● EXERCISE REQUIREMENTS:
Copy out each line featuring the string "contains" from the entries beneath.

● DATA UNDER STUDY:
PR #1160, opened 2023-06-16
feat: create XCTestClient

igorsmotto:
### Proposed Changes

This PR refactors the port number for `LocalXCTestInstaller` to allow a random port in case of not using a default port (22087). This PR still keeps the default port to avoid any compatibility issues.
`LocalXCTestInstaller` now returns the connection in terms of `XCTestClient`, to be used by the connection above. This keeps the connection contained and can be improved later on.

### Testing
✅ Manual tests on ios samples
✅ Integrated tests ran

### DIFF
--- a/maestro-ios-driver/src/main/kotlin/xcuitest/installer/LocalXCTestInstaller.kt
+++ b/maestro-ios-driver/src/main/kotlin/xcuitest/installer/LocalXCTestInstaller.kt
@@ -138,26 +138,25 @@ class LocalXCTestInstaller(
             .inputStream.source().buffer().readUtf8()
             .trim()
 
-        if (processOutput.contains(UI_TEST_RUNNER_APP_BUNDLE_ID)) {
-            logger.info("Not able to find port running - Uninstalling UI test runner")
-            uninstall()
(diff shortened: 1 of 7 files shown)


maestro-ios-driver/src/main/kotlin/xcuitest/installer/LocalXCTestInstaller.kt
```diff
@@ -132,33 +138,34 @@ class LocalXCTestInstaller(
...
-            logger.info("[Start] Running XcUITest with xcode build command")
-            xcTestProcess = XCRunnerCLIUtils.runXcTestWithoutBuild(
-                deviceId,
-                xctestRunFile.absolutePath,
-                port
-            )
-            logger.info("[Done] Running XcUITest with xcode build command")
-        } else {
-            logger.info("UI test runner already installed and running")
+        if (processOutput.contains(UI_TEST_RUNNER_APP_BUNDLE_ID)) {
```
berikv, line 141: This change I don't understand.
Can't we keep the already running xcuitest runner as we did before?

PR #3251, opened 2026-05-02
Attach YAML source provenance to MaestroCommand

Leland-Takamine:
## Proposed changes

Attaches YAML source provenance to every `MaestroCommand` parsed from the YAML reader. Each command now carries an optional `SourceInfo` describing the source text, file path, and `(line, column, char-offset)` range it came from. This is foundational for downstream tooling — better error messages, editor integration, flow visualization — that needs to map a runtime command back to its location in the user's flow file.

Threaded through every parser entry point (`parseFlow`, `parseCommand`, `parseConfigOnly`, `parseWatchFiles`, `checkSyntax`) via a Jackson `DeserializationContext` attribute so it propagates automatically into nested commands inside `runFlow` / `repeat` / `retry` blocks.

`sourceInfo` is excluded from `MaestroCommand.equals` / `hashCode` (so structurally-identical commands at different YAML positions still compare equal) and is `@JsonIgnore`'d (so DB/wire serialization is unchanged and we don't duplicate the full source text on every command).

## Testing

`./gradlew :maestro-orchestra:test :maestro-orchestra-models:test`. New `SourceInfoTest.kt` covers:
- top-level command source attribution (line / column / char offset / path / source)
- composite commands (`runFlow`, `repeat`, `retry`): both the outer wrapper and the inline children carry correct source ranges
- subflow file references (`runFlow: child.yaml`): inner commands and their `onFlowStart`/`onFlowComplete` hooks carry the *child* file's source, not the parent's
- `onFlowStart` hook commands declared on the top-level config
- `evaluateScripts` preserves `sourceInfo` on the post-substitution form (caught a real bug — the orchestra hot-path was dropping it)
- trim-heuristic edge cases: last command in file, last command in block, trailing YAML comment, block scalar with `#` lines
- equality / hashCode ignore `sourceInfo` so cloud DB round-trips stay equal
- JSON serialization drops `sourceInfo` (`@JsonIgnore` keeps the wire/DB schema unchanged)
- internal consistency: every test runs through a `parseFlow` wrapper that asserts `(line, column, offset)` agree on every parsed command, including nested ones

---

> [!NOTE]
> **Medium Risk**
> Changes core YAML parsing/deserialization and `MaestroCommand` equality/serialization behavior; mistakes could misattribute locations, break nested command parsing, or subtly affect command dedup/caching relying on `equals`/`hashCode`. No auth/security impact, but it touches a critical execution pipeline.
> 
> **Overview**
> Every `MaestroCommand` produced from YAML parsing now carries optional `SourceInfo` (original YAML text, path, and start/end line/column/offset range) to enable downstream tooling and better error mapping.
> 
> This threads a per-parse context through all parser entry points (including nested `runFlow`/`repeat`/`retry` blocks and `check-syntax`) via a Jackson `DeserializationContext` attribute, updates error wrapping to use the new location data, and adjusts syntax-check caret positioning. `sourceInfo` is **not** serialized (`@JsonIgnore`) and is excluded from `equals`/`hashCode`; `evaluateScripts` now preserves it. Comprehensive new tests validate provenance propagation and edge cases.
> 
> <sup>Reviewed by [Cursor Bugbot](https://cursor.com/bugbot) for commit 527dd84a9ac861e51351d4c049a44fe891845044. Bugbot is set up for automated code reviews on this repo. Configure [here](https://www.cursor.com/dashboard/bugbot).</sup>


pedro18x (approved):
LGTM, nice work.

● OUTPUT FOR THIS EXERCISE:
-        if (processOutput.contains(UI_TEST_RUNNER_APP_BUNDLE_ID)) {
+        if (processOutput.contains(UI_TEST_RUNNER_APP_BUNDLE_ID)) {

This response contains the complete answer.